What to produce >>
Go over the data below line by line, and state how many lines contain the string "Trusted". Give the number only.

The data >>
"""
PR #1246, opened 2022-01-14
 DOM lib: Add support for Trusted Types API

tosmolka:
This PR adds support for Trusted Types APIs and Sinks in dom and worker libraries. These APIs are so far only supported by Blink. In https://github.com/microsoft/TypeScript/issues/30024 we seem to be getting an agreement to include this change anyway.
"""
Solution >>
2